Paragade wrote:I believe there is still hope for public education. There needs to be major changes such as not relying on standardized testing and not lowering student standards and increasing funding so we can have smaller class sizes. Schools need better resources also and they shouldn't be forced to use textbooks from the 90s.
Can any parent teach? Maybe, should they? Probably not.
The average amount spent on education per child per year in the US is about $10 500, and trending upward. This is about $210 000 per an (average sized) classroom of 20, taught by one teacher. Despite massive real (i.e. adjusted for inflation) increases in funding since the 1970's and earlier, results have not improved by any legitimate measure I have heard of since then.
In short, this is a huge amount of resources devoted to a system with very poor results relative to said resources. Clearly something with this model is seriously wrong, and it seems to me that funding is not the main prime issue here.
Can parents teach? It seems that many of them can, and can do so significantly better than public schools do. See:
http://hslda.org/docs/nche/000000/00000017.asp
Standardized test results for 16,000 home educated children, grades K-12, were analyzed in 1994 by researcher Dr. Brian Ray. He found the nationwide grand mean in reading for homeschoolers was at the 79th percentile; for language and math, the 73rd percentile. This ranking means home-educated students performed better than approximately 77% of the sample population on whom the test was normed.
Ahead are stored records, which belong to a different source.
PR #1465, opened 2023-05-08
feat(sdk/go): key-value SDK v2

adamreese:
This change is a refactor of the key/value Go SDK

- The consumer of the key value sdk is responsible for opening and closing the connection.  This change will handle these operations in each method call
- Use a struct for `Store` to allow consumers to create an interface
- Use a custom error type enabling error type checking without doing a string match on error message
- Remove exposed C types
- Follow golang library conventions


sdk/go/kv/kv.go
```diff
@@ -0,0 +1,183 @@
...
+func (s *Store) Close() {
+	if s.active {
+		C.key_value_close(C.uint32_t(s.ptr))
+	}
+	s.active = false
+}
+
+// Get retrieves a value from Store.
+func (s *Store) Get(key string) ([]byte, error) {
+	if err := s.open(); err != nil {
```
endocrimes, line 39: I think we probably want to fail when we're not open rather an doing an implicit open - it's easier to add an implicit open later than it is to remove it 😅

adamreese: Agreed.  Thanks!

adamreese:
Closing until spin 2.0 or a new release process.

Nearly 80% of homeschooled children achieved individual scores above the national average and 54.7% of the 16,000 homeschoolers achieved individual scores in the top quarter of the population, more than double the number of conventional school students who score in the top quarter.
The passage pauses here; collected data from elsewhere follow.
PR #1467, opened 2023-05-09
Rationalise `-f` and accept directory everywhere

itowlson:
At the moment, `spin up` allows you to pass a directory to `-f` e.g. `spin up -f myapp/`, but `build`, `deploy`, `registry push` and `watch` do not.  This rationalises the implementation of the `-f` option across those commands.  Please let me know if there's anywhere I've missed!

Note that `up` is still slightly different because it accepts registry references as well.  So I'd welcome feedback on whether changing the long form to be `--from` across all commands is reasonable or confusing.  (I have kept the `--file` alias so backward compatibility is maintained.)

cc @lann for `spin doctor`

### DIFF
--- a/src/manifest.rs
+++ b/src/manifest.rs
@@ -1,0 +1,32 @@
+use anyhow::anyhow;
+use std::path::{Path, PathBuf};
+
+use crate::opts::DEFAULT_MANIFEST_FILE;
+
+/// Resolves a manifest path provided by a user, which may be a file or
+/// directory, to a path to a manifest file.
+pub(crate) fn resolve_file_path(provided_path: impl AsRef<Path>) -> anyhow::Result<PathBuf> {
+    let path = provided_path.as_ref();
+
+    if path.is_file() {
+        Ok(path.to_owned())
+    } else if path.is_dir() {
+        let file_path = path.join(DEFAULT_MANIFEST_FILE);
+        if file_path.is_file() {
+            Ok(file_path)
+        } else {
+            Err(anyhow!(
+                "Directory {} does not contain a file named 'spin.toml'",
+                path.display()
+            ))
+        }
+    } else {
+        let pd = path.display();
+        let err = match path.try_exists() {
+            Err(e) => anyhow!("Error accessing path {pd}: {e:#}"),
+            Ok(false) => anyhow!("No such file or directory '{pd}'"),
+            Ok(true) => anyhow!("Path {pd} is neither a file nor a directory"),
+        };
+        Err(err)
+    }
+}
--- a/src/commands/build.rs
+++ b/src/commands/build.rs
@@ -11,14 +11,17 @@ use super::up::UpCommand;
 #[derive(Parser, Debug)]
 #[clap(about = "Build the Spin application", allow_hyphen_values = true)]
 pub struct BuildCommand {
-    /// Path to application manifest. The default is "spin.toml".
+    /// The application to build. This may be a manifest (spin.toml) file, or a
+    /// directory containing a spin.toml file.
+    /// If omitted, it defaults to "spin.toml".
     #[clap(
         name = APP_MANIFEST_FILE_OPT,
         short = 'f',
         long = "from",
         alias = "file",
+        default_value = DEFAULT_MANIFEST_FILE
     )]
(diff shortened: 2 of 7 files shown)


itowlson:
@bacongobbler noted that deploy is likely to move to a plugin, and we will need some way to ensure it (and other plugins that read manifests) behave consistently with the way Spin does.  This could be solved for Rust by exposing these functions to plugins (either by documenting the stable parts of the Spin API surface, or perhaps better by surfacing them from a "plugin utilities" crate).  This would suffice for the cloud plugin case; we can think about other languages longer term.

src/manifest.rs
```diff
@@ -0,0 +1,30 @@
...
+use crate::opts::DEFAULT_MANIFEST_FILE;
+
+pub(crate) fn manifest_path(path: impl AsRef<Path>) -> anyhow::Result<PathBuf> {
+    let path = path.as_ref();
+    if path.exists() {
+        if path.is_file() {
+            Ok(path.to_owned())
+        } else if path.is_dir() {
+            let file_path = path.join(DEFAULT_MANIFEST_FILE);
+            if file_path.exists() && file_path.is_file() {
```
lann, line 13:
```suggestion
            if file_path.is_file() {
```

> Returns true if the path exists on disk and is pointing at a regular file.

src/manifest.rs
```diff
@@ -0,0 +1,30 @@
+use anyhow::anyhow;
+use std::path::{Path, PathBuf};
+
+use crate::opts::DEFAULT_MANIFEST_FILE;
+
+pub(crate) fn manifest_path(path: impl AsRef<Path>) -> anyhow::Result<PathBuf> {
+    let path = path.as_ref();
+    if path.exists() {
```
lann, line 8: Consider [`try_exists`](https://doc.rust-lang.org/std/fs/fn.try_exists.html) which returns `Result(bool)`, erroring if existence cannot be determined due to e.g. permissions issues. Could flatten that with the nested conditionals since `is_file` and `is_dir` both imply `exists`.

src/manifest.rs
itowlson: Well, duh.  Thanks.

lann (approved):

src/manifest.rs
```diff
@@ -0,0 +1,30 @@
...
+                "Directory {} does not contain a file named 'spin.toml'",
+                path.display()
+            ))
+        }
+    } else {
+        let pd = path.display();
+        let err = match path.try_exists() {
+            Err(e) => anyhow!("Error accessing path {pd}: {e:#}"),
+            Ok(false) => anyhow!("No such file or directory '{pd}'"),
+            Ok(true) => anyhow!("Path {pd} is neither a file nor a directory"),
```
rylev, line 26: Seems like this should only happen on broken symbolic links. Maybe referencing that a link is broken might be more clear?

src/manifest.rs
```diff
@@ -0,0 +1,30 @@
+use anyhow::anyhow;
+use std::path::{Path, PathBuf};
+
+use crate::opts::DEFAULT_MANIFEST_FILE;
+
+pub(crate) fn manifest_path(path: impl AsRef<Path>) -> anyhow::Result<PathBuf> {
```
rylev, line 6: Nit: can we add a doc comment here? It's not immediately clear why this function needs to take a path argument, and I think a document would easily clarify this.

rylev (commented):
I don't have particularly strong feelings on this, but it seems reasonable to me.

src/manifest.rs
lann: Or missing permissions on a parent dir, or (presumably) disk/fs error.

src/manifest.rs
itowlson: Added doc comment and renamed to `resolve_file_path`

src/manifest.rs
itowlson: This error message, which already existed, seems in danger of turning into a copy of _Troubleshooting the Unix (R) Operating System_ (Addison Wesley, 1991)...!  I'm happy to adopt concrete phrasing suggestions if we can nut one out quickly; otherwise I suggest we leave it as is and tackle improving it as a separate piece of work.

Also see this presentation http://www.youtube.com/watch?v=LwIyy1Fi-4Q by one student of "unschooling", essentially a system where children are completely self-directed in their learning, in a home environment. While the presenter's parents were academics, the fact that she was about 2 years above her grade level in grade 9 or so despite no involvement with formal education systems shows that children can do extremely well without structured learning in certain environments.
As for this idea that John Taylor Gatto is some nefarious "hidden agenda" agent, I have seen no evidence to support this claim. On the other hand, he claims to have studied the history of modern schooling systems in great depth and breadth, (see http://www.johntaylorgatto.com/chapters/index.htm), and seems to make a strong case that there is a hidden agenda (not necessarily understood by many educators) behind modern school systems.
If there is any good evidence that proves that a) John Taylor Gatto has some dangerous hidden agenda, and/or b) that his research and associated conclusions in his book (above) are fatally flawed, I would like to see it so I might factor it into my thinking. If no good evidence to support these claim exists, I hope that posters here will cease making comments which could be considered slanderous against someone who appears to have great knowledge, skill, and dedication regarding the teaching of young people in the US and elsewhere.






No, it's not. Prison's purpose is punishment, a school is education. They're slightly different, no matter what teens would like to think.